TASK ITEM: Leaving nothing out, set down all the data exactly.

:: PROVIDED DATA

PR #7116, opened 2026-08-03
Fix empty dts panic

### LINKED ISSUE #7115: Bug: Unvalidated empty DeployTargets causes out-of-bounds panic in multiple plugins and SDK
**What happened**:
Several `pipedv1` plugins (Terraform deployment, ECS plan preview, and Kubernetes plan preview) access the first element of the `DeployTargets` slice (`dts[0]`) without verifying that the slice is not empty. If a user accidentally provides an empty configuration, or if an SDK bug passes an empty slice, this results in an unhandled out-of-bounds panic that crashes the plugin process.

::::

EXERCISE OUTPUT:
PR #7116, opened 2026-08-03
Fix empty dts panic

### LINKED ISSUE #7115: Bug: Unvalidated empty DeployTargets causes out-of-bounds panic in multiple plugins and SDK
**What happened**:
Several `pipedv1` plugins (Terraform deployment, ECS plan preview, and Kubernetes plan preview) access the first element of the `DeployTargets` slice (`dts[0]`) without verifying that the slice is not empty. If a user accidentally provides an empty configuration, or if an SDK bug passes an empty slice, this results in an unhandled out-of-bounds panic that crashes the plugin process.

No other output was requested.